SIMON JOHNSON: The way that mortgages are sold to people, and what they're told about their mortgages and the way they're pressured in to certain kinds of borrowings. And that's also true, by the way, for credit cards. And these are things that people can understand. They're very real. They're interactions that many, many people have had. At least potentially somebody's trying to sell you on a dubious loan. And I think investigating, coming in with a focus, for example, Elizabeth Warren, who is the current head of the Congressional Oversight Panel, is a very distinguished lawyer, she's on the faculty of Harvard Law School, who's focused on these sort of consumer protection issues. Now, she's dealing with a broader financial bailout. And I think she's doing a very good job of bringing an educated, legal, financial perspective, which hadn't been her focus before. She comes with expertise, but is now drilling into areas where she's not well-connected. She's not a Wall Street player by any means. You need someone like that to really get their teeth into these issues and to find a way to communicate the complexity to a broader audience.
BILL MOYERS: Even as we speak, though, the banking lobby is going after her, saying that she's promoting an anti business agenda, right?
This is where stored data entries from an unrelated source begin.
PR #1802, opened 2023-07-14
feat(pages): Redesign pricing page

oliver-daniel:
Feature branch documenting changes to the pricing page, primarily surrounding the movement of focus from different cloud pricing plans to three streams of QuestDB products.


src/modules/cloud/ContactForm/index.tsx
```diff
@@ -6,13 +6,13 @@ import emailPattern from "../../../utils/emailPattern"
...
 import clsx from "clsx"
-import type { PricingPlan } from "../../pricing/plan"
+import type { ProductInfo } from "../../pricing/product"
 import Link from "@docusaurus/Link"
 import CameraIcon from "../../../assets/img/camera.svg"
 import SvgImage from "../../../components/SvgImage"
 
 type Props = {
-  interestedIn?: PricingPlan["type"] | "custom" | "cloud" | "sla"
+  interestedIn?: ProductInfo["type"] | "custom" | "cloud" | "sla"
```
argshook, line 15: need to make sure that contact forms still need this `interestedIn` value

src/modules/cloud/ContactForm/index.tsx
```diff
@@ -6,13 +6,18 @@ import emailPattern from "../../../utils/emailPattern"
...
 import style from "./styles.module.css"
 import clsx from "clsx"
-import type { PricingPlan } from "../../pricing/plan"
 import Link from "@docusaurus/Link"
 import CameraIcon from "../../../assets/img/camera.svg"
 import SvgImage from "../../../components/SvgImage"
 
 type Props = {
-  interestedIn?: PricingPlan["type"] | "custom" | "cloud" | "sla"
+  interestedIn?:
```
insmac, line 14: Feel free to remove `interestedIn` altogether. It's not used anymore, as the AWS API route used only covers the Cloud CTA.

argshook:
hey @oliver-daniel, i opened a PR to your PR with some suggested changes. Tried to make the code a bit more simple where possible.

https://github.com/questdb/questdb.io/pull/1804

src/components/Slider/index.tsx
```diff
@@ -0,0 +1,44 @@
+import React from "react"
+import * as RadixSlider from "@radix-ui/react-slider"
+import style from "./style.module.css"
+
+export type Props = {
+  // name: string
```
argshook, line 6:
```suggestion
```

src/components/Slider/style.module.css
```diff
@@ -0,0 +1,95 @@
...
+
+.range {
+  position: absolute;
+  background-color: var(--palette-pink);
+  border-radius: 1rem;
+  height: 100%;
+}
+
+.thumb {
+  --thumb-size: 1.8rem;
```
argshook, line 42:
```suggestion
  --thumb-size: 1.5rem;
```

1.8 is a bit too much IMO

src/components/Slider/style.module.css
```diff
@@ -0,0 +1,95 @@
...
+.thumb::after {
+  display: flex;
+  content: attr(data-label);
+  position: absolute;
+  white-space: nowrap;
+  top: calc(100% + var(--tooltip-gap));
+  left: 50%;
+  transform: translateX(-50%);
+  border-radius: 3px;
+  padding: 1rem;
```
argshook, line 69:
```suggestion
  padding: 0.3rem 0.5rem;
```

src/components/Toggle/index.tsx
```diff
@@ -0,0 +1,43 @@
+import React from "react"
+import style from "./style.module.css"
+import clsx from "clsx"
+
+type Labellable = string | { label: string }
```
argshook, line 5: is there a good reason to have union type? maybe it's enough to support just `string`?

src/modules/pricing/pricing-calculator/index.tsx
```diff
@@ -0,0 +1,152 @@
...
+      disabled: !available,
+    }))}
+  />
+)
+
+type RateUnit = "hour" | "month"
+
+export const PlanCalculator = () => {
+  const [region, setRegion] = useState<RegionKey>("us-east-2")
+  // const [provider /*, setProvider */] = useState<ProviderKey>("aws")
```
argshook, line 39:
```suggestion
```

src/modules/pricing/pricing-calculator/prices.ts
```diff
@@ -0,0 +1,210 @@
...
+export type CPUSpec = {
+  cores: number
+  ramGB: number
+}
+
+export type StorageSpec = {
+  storageGB: number
+}
+
+// the actual possible regions
```
argshook, line 23:
```suggestion
```

src/modules/pricing/pricing-calculator/prices.ts
```diff
@@ -0,0 +1,210 @@
...
+export const regions = [
+  { key: "us-east-2", label: "Ohio", available: true },
+  { key: "us-west-2", label: "Oregon", available: true },
+  { key: "eu-west-1", label: "Ireland", available: true },
+  { key: "ap-south-1", label: "Mumbai", available: false },
+  { key: "eu-central-1", label: "Frankfurt", available: false },
+] as const
+
+type AvailableRegion = Extract<typeof regions[number], { available: true }>
```
argshook, line 32: is it useful to have a type with only available regions?
maybe there can be just `Regions` and runtime (not typescript type check) decides whether they're available?

src/modules/pricing/pricing-calculator/prices.ts
```diff
@@ -0,0 +1,210 @@
...
+}
+
+export type CPUPricing = CPUSpec & RegionPricing
+//
+export type StoragePricing = StorageSpec & RegionPricing
+
+export const cpuPrices: CPUPricing[] = [
+  { cores: 2, ramGB: 8, region: "us-east-2", price: 0.322 },
+  { cores: 2, ramGB: 8, region: "us-west-2", price: 0.322 },
+  // _0 to preserve trailing zeroes
```
argshook, line 46:
```suggestion
```

IMO this should be a job for the view. The numbers here should not include information needed for view. Maybe [Number.prototype.toFixed() - JavaScript | MDN](https://developer.mozilla.org/en-US/docs/Web/JavaScript/Reference/Global_Objects/Number/toFixed) can help here

src/modules/pricing/pricing-calculator/prices.ts
```diff
@@ -0,0 +1,210 @@
...
+  const storage = storagePrices.filter((spec) => spec.region === region)
+
+  return {
+    ...acc,
+    [region]: {
+      cpu,
+      storage,
+    },
+  }
+}, {} as {})
```
argshook, line 210: the `as` casting should be used sparsely, only when really really needed. It's ok now, don't sweat this line, we'll figure it out later on.

src/modules/pricing/pricing-calculator/style.module.css
```diff
@@ -0,0 +1,105 @@
...
+.row {
+  display: flex;
+  flex-direction: row;
+  gap: var(--gap);
+
+  justify-content: space-around;
+  align-items: center;
+
+  flex-wrap: wrap;
+  width: 100%;
```
argshook, line 26:
```suggestion
```

maybe not needed?

src/modules/pricing/products/products.ts
```diff
@@ -0,0 +1,79 @@
...
+    highlight: "$200 credit for new users",
+    ctaLabel: "Get started",
+    pricingLabel: [
+      "from",
+      {
+        // hard-coded from hourly price of
+        // us-east-2 instance with
+        // * 2 CPU
+        // * 8 GB RAM
+        // * 25 GB storage
```
argshook, line 46: useful comment :+1:

src/modules/pricing/pricing-calculator/style.module.css
```diff
@@ -0,0 +1,105 @@
...
+@media only screen and (min-width: 600px) {
+  .card {
+    padding: 2rem 4rem;
+  }
+  .card > .row {
+    flex-basis: 50%;
+  }
+
+  .compressionInfo {
+    width: 50ch;
```
argshook, line 92:
```suggestion
    width: 50ch;
```

maybe this can be expressed via percentage?

argshook (changes requested):

src/components/Toggle/index.tsx
oliver-daniel: Fair point; no guarantee that an object type with a `label` prop would even satisfy the `selected === option` predicate on L27.

src/modules/pricing/pricing-calculator/index.tsx
oliver-daniel: Do you recommend leaving a more "English" comment for posterity (i.e., asserting that the `region` value is only fixed as `aws` until the other providers are implemented), or just trust future programmers' common sense?

src/modules/pricing/pricing-calculator/prices.ts
oliver-daniel: This was more useful in an older version of the PR, where the `pricesByRegion` object would more aggressively assert that it contained pricings for all available regions. Doing it at runtime sounds fine.

src/modules/pricing/pricing-calculator/prices.ts
oliver-daniel: Fair point; I was looking at this from a purely DX perspective, to make it explicit that yes, the thousands place of this price *is* a zero and not an accidentally deleted digit. Prettier wasn't too happy about that, so this was a clunky workaround. Will remove.

src/modules/pricing/pricing-calculator/index.tsx
argshook: Let's implement it when/if needed. Until then a comment can be considered noise. 

https://en.m.wikipedia.org/wiki/You_aren%27t_gonna_need_it

src/components/Toggle/index.tsx
oliver-daniel: The main point was to have a distinction between latent values and user-friendly strings (think country codes vs names), but that's a future problem.

src/modules/pricing/pricing-calculator/style.module.css
oliver-daniel: The main issue I'm encountering is that when the width is anything other than a fixed constant, there's a weird interplay between the length of this content and the overall width of the card as sliders move, resulting in a really disorienting jitter effect. Fixes are very welcomed if you have ideas.

src/components/Toggle/index.tsx
argshook: `Toggle` as a reusable component just gets a list of `options` and calls `onClick` with whichever option was clicked. It doesn't need to know if the option is country name or code or something else.

p.s. `onClick` should really be `onChange`

argshook (dismissed):

argshook (approved):

PR #1804, opened 2023-07-18
chore(): refactor pricing page redesign in #1802

argshook:
- refactor pricing page redesign
- adjust for mobile


src/modules/pricing/products/products.ts
```diff
@@ -33,31 +22,31 @@ export const products: ProductInfo[] = [
...
     title: "Cloud",
     subtitle: "Fully hosted by QuestDB",
-    highlightText: "$200 credit for new users",
+    highlight: "$200 credit for new users",
+    ctaLabel: "Get started",
     pricingLabel: [
       "from",
       {
-        text: formatPrice(cloudPrice, { minimumFractionDigits: 3 }),
+        text: "$0.345",
```
argshook, line 42: pricing is no longer dynamic in this view, so i'm just hardcoding, no need to calc anything

src/modules/pricing/products/products.ts
```diff
@@ -1,30 +1,19 @@
-import { formatPrice } from "../../../utils"
-import { regions } from "../pricing-table/specs"
+import customFields from "../../../config/customFields"
```
argshook, line 1: this file contains a bunch of reusable links. It is used in typescript code (like in this file) and also in `.mdx` files via, for example, such interpolation: `{@slackUrl@}`

src/modules/pricing/products/products.ts
```diff
@@ -1,30 +1,19 @@
...
+export type Label = string | { text: string; emphasized: true }
 
 export type ProductInfo = {
   type: "open-source" | "cloud" | "enterprise"
   title: string
   subtitle: string
-  highlightText?: string
-  pricingLabel: PricingLabel[]
-  pricingSublabel: PricingLabel[]
+  highlight?: string
```
argshook, line 9: while reading this code i thought that type `string` is enough to indicate that value is text, so renamed `highlightText` -> `highlight`.

thanks to typescript my IDE renamed all uses of `highlightText`.

src/modules/pricing/products/products.ts
```diff
@@ -1,30 +1,19 @@
...
+  pricingLabel: Label[]
```
argshook, line 10: IMO the context of this file is enough to know that `Label` is about pricing, so i renamed this type.

src/modules/pricing/products/products.ts
```diff
@@ -1,30 +1,19 @@
...
+  pricingSublabel: Label[]
   specs: string[]
   url: string
-  ctaLabel?: string
+  ctaLabel: string
```
argshook, line 14: the stricter the better!

src/modules/pricing/products/products.ts
```diff
@@ -67,20 +56,17 @@ export const products: ProductInfo[] = [
...
     pricingLabel: [{ text: "Contact us", emphasized: true }],
     pricingSublabel: ["for a quote"],
-    specs: [
-      "Security and authorization solutions",
-      "High availability",
-      "Enterprise SLAs",
-    ],
-    url: "https://questdb.io/enterprise/",
+    specs: ["Security and permissions", "High availability", "Enterprise SLAs"],
+    url: "/enterprise/",
```
argshook, line 69: for internal links it is enough to use relative URL

src/modules/pricing/products/styles.module.css
```diff
@@ -1,44 +1,22 @@
-.title {
-  font-size: 1.3rem;
-}
-
-.products {
-  --color-subtext: rgba(217, 217, 217, 0.51);
+.root {
```
argshook, line 1: using `.root` for top-most component of the file is just a personal taste.

when/if component name changes (or it is refactored/moved to another file), then we don't need to change class name, as `root` is generic.

src/modules/pricing/products/product-card/index.tsx
```diff
@@ -1,71 +1,72 @@
...
     <div className={style.cta}>
-      <Button
-        size="small"
-        dataHook={`get-access-button-product-${product.type}`}
+      <Link
         to={product.url}
-        newTab={false}
+        className={clsx(
+          buttonStyle.button,
+          buttonStyle["button--primary"],
```
oliver-daniel, line 64: By changing the `<Button>` component to a `<Link>`, I see that we now have to import some styling modules from the `Button`'s directory, including what looks like some BEM-style classnames. Can you tell me more about this?

src/modules/pricing/products/products.ts
oliver-daniel: Good to know, thanks!

oliver-daniel (commented):
Thanks for all the comments. I've merged in the majority of the code changes into the branch, with a handful of modifications of my own (mostly comments), that will make this PR appear much smaller.

src/modules/pricing/products/product-card/index.tsx
```diff
@@ -1,71 +1,72 @@
...
+      {product.specs.map((spec, index) => (
+        <li key={index}>{spec}</li>
+      ))}
+    </ul>
+
     <div className={style.cta}>
-      <Button
-        size="small"
-        dataHook={`get-access-button-product-${product.type}`}
+      <Link
```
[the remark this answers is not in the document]
oliver-daniel: To this end, it seems like changes might need to be made at another time to the `Button` module itself, especially lines 75-77 which currently renders `<Button>`s with a non-empty `to` prop as `<a>`.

SIMON JOHNSON: Yes, and I think that's a key point. So, on the Pecora hearings as I understand them-- I'll put it this way. I've never read anybody who suggested that the Pecora hearings caused the Great Depression, okay? But what we're hearing now from the banking industry is, "Oh, wait a minute. If you vilify us, if you say that we did these bad things or even if you hold a serious investigation, that will further undermine confidence and cause a much deeper recession and a slower recovery and you'll lose more jobs."
MICHAEL PERINO: Actually, the banks said exactly the same thing in the 1930's. BILL MOYERS: About the Pecora hearings? MICHAEL PERINO: About the Pecora hearings. They said, "If you investigate, you're going to find a world of mess, probably. It's going to create sensations and that's going to actually retard recovery." You know, you interestingly said about the Pecora hearings causing the Great Depression. You know, we need to be a little humble about what these kind of hearings are likely to be able to do not be able to do. Pecora was a fabulous lawyer. There's no doubt that he did an amazing job at these hearings. If the hearings were intended to find the causes of the crash and the causes of the Great Depression, they failed. 'Cause they never actually did that. They did show bankers behaving badly. And there's no question about that. And showing that created the atmosphere in which reform could pass. But, he never actually showed what caused the Depression. Now, we can't really fault him really too much for that. I don't think people understood it very well then, and I think economists are still debating it today.
SIMON JOHNSON: And will be for another 50 years.
BILL MOYERS: Ben Bernanke spent a lifetime trying to figure that out, right?
SIMON JOHNSON: Right. Exactly.
BILL MOYERS: Is Elizabeth Warren potentially the new Pecora?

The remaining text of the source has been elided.